Gericht: Bundesarbeitsgericht
Beschluss verkündet am 24.01.2001
Aktenzeichen: 7 ABR 2/00
Rechtsgebiete: ZPO


Vorschriften:

ZPO § 253 Abs. 2 Nr. 2
Diese Entscheidung enthält keinen zur Veröffentlichung bestimmten Leitsatz.
BUNDESARBEITSGERICHT Im Namen des Volkes! BESCHLUSS

7 ABR 2/00

Verkündet am 24. Januar 2001

In dem Beschlußverfahren

hat der Siebte Senat des Bundesarbeitsgerichts auf Grund der Beratung vom 24. Januar 2001 durch den Vorsitzenden Richter am Bundesarbeitsgericht Dörner, die Richter am Bundesarbeitsgericht Prof. Dr. Steckhan und Linsenmaier, die ehrenamtlichen Richter Bea und Nottelmann für Recht erkannt:

Tenor:

Die Rechtsbeschwerde der Beteiligten zu 1) gegen den Beschluß des Landesarbeitsgerichts Rheinland-Pfalz vom 28. Oktober 1999 - 11 TaBV 10/99 - wird zurückgewiesen.

Von Rechts wegen!

Gründe:

A. Die Beteiligten streiten darüber, ob die Betriebsvertretung berechtigt ist, ihren Vorsitzenden zu einem einwöchigen Seminar über Arbeitssicherheit/Arbeitsschutz zu entsenden.

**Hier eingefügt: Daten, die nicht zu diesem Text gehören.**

PR #1421, opened 2018-12-10
QCSchema update and SCF properties

dgasmith:
## Description
Updates the SCF one-electron properties computation to allow users to specify which properties should be computed. This applies to all computations besides property computations.

## Todos
- [x] Allows arbitrary one-electron properties to be computed upon SCF energy calls.
- [x] Moves QCSchema to a more flexible metadata approach, this section of code will certainly evolve over time.
- [x] Removes Psi4 v1.1 JSON specification for 1.3 as per the deprecation warning.

## Checklist

## Status
- [x] Ready for review
- [x] Ready for merge


psi4/driver/json_wrapper.py
```diff
@@ -52,11 +55,126 @@
...
+    # SCF variables
+    "scf": {
+        "scf_one_electron_energy": {"variables": "ONE-ELECTRON ENERGY"},
+        "scf_two_electron_energy": {"variables": "TWO-ELECTRON ENERGY"},
+        "scf_dipole_moment": {"variables": ["SCF DIPOLE X", "SCF DIPOLE Y", "SCF DIPOLE Z"]},
+        "scf_iterations": {"variables": "SCF ITERATIONS", "cast": int},
+        "scf_total_energy": {"variables": "SCF TOTAL ENERGY"},
+        "scf_vv10_energy": {"variables": "DFT VV10 ENERGY", "skip_zero": True},
+        "scf_xc_energy": {"variables": "DFT XC ENERGY", "skip_zero": True},
+        "scf_dispersion_correction_energy": {"variables": "DISPERSION CORRECTION ENERGY", "skip_zero": True},
```
loriab: I like this systematic translation layer.

psi4/driver/json_wrapper.py
```diff
@@ -52,11 +55,126 @@
...
+    },
+
+    # MP2 variables
+    "mp2": {
+        "mp2_same_spin_correlation_energy": {"variables": "MP2 SAME-SPIN CORRELATION ENERGY"},
+        "mp2_opposite_spin_correlation_energy": {"variables": "MP2 OPPOSITE-SPIN CORRELATION ENERGY"},
+        "mp2_singles_energy": {"variables": "NYI", "default": 0.0},
+        "mp2_doubles_energy": {"variables": "MP2 CORRELATION ENERGY"},
+        "mp2_total_correlation_energy": {"variables": "MP2 CORRELATION ENERGY"},
+        "mp2_total_energy": {"variables": "MP2 TOTAL ENERGY"},
```
loriab: This mp2 section currently runs afoul of OCC, as I noticed when running CBS through json b/c some variables not set. I think this'll be fixed by another hunk of #1381, so just a heads-up.

psi4/driver/json_wrapper.py
```diff
@@ -52,11 +55,126 @@
...
+        if (value is None) and ("default" in var):
+            value = var["default"]
+
+        # Cast if called
+        if "cast" in var:
+            value = var["cast"](value)
+
+        ret[key] = _json_translation(value)
+
+    return ret
```
loriab: nice. will have to eventually hook it into the [validator](https://github.com/qcdb/qcdb/blob/master/qcdb/qcvars/psivardefs.py) and glossary that ensures psivars are consistent and meet normal QC definitions (ref + corl = total; same-spin + opposite-spin + singles = total).

psi4/driver/json_wrapper.py
```diff
@@ -52,11 +55,126 @@
...
+    if isinstance(value, (psi4.core.Matrix, psi4.core.Vector)):
+        value = value.np.ravel().tolist()
+    elif isinstance(value, (psi4.core.Dimension)):
+        value = value.to_tuple()
+    elif isinstance(value, np.ndarray):
+        value = value.ravel().tolist()
+
+    return value
+
+def _convert_variables(data, include=None):
```
loriab: maybe `required` instead of `include`

psi4/driver/json_wrapper.py
dgasmith: That is mostly my thought. We slowly push all of this into metadata so that we can write other manipulators and validators with ease.

psi4/driver/json_wrapper.py
dgasmith: Trying out `context`.

psi4/driver/procrouting/proc.py
```diff
@@ -1377,11 +1377,21 @@ def scf_helper(name, post_scf=True, **kwargs):
...
-    # We always would like to print a little dipole information
-    if kwargs.get('scf_do_dipole', True):
+    # We always would like to print a little property information
+    if kwargs.get('scf_do_properties', True):
         oeprop = core.OEProp(scf_wfn)
         oeprop.set_title("SCF")
-        oeprop.add("DIPOLE")
+
+        # Figure our properties, if empty do dipole
+        props = [x.upper() for x in core.get_option("SCF", "SCF_PROPERTIES")]
```
andysim: My knowledge of this machinery is a little outdated.  Is there a reason to do this via options, rather than just pass the `props` array directly in place of the `scf_do_properties` bool?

Beteiligte zu 1) und Antragstellerin des Verfahrens ist die bei der US-Dienststelle gebildete Betriebsvertretung. Für die Dienststelle und Arbeitgeberin ist kraft generell erteilten Auftrags des Hauptquartiers der amerikanischen Streitkräfte in der Bundesrepublik Deutschland - USAREUR - vom 9. Juni 1964 als Beteiligte zu 2) die Bundesrepublik Deutschland beteiligt. Der Beteiligte zu 3) gehört der 11-köpfigen Betriebsvertretung seit 1983 an und ist seit 1985 fast durchgehend deren Vorsitzender. Er ist von seiner dienstlichen Tätigkeit freigestellt.

Im Juni 1998 entsandte die Betriebsvertretung zwei ihrer Mitglieder auf ein einwöchiges Seminar zum Thema Arbeitssicherheit/Arbeitsschutz. Am 7. Juli 1998 beschloß sie, auch ihren Vorsitzenden sowie dessen ebenfalls zur Betriebsvertretung gehörende Ehefrau auf ein vom 19. Oktober 1998 bis 23. Oktober 1998 in Berlin stattfindendes, von der Gewerkschaft ÖTV durchgeführtes Seminar entsprechenden Inhalts zu entsenden. Am 28. Juli 1998 errichtete die Betriebsvertretung einen Ausschuß für Arbeitssicherheit. In diesen berief sie neben den beiden Betriebsvertretungsmitgliedern, die an dem Seminar Arbeitssicherheit/Arbeitsschutz teilgenommen hatten, die Ehefrau des Vorsitzenden der Betriebsvertretung. Die Dienststelle erklärte sich lediglich mit der Teilnahme eines weiteren Betriebsvertretungsmitglieds an dem Seminar in Berlin einverstanden. Daraufhin nahm die Ehefrau des Vorsitzenden der Betriebsvertretung hieran teil.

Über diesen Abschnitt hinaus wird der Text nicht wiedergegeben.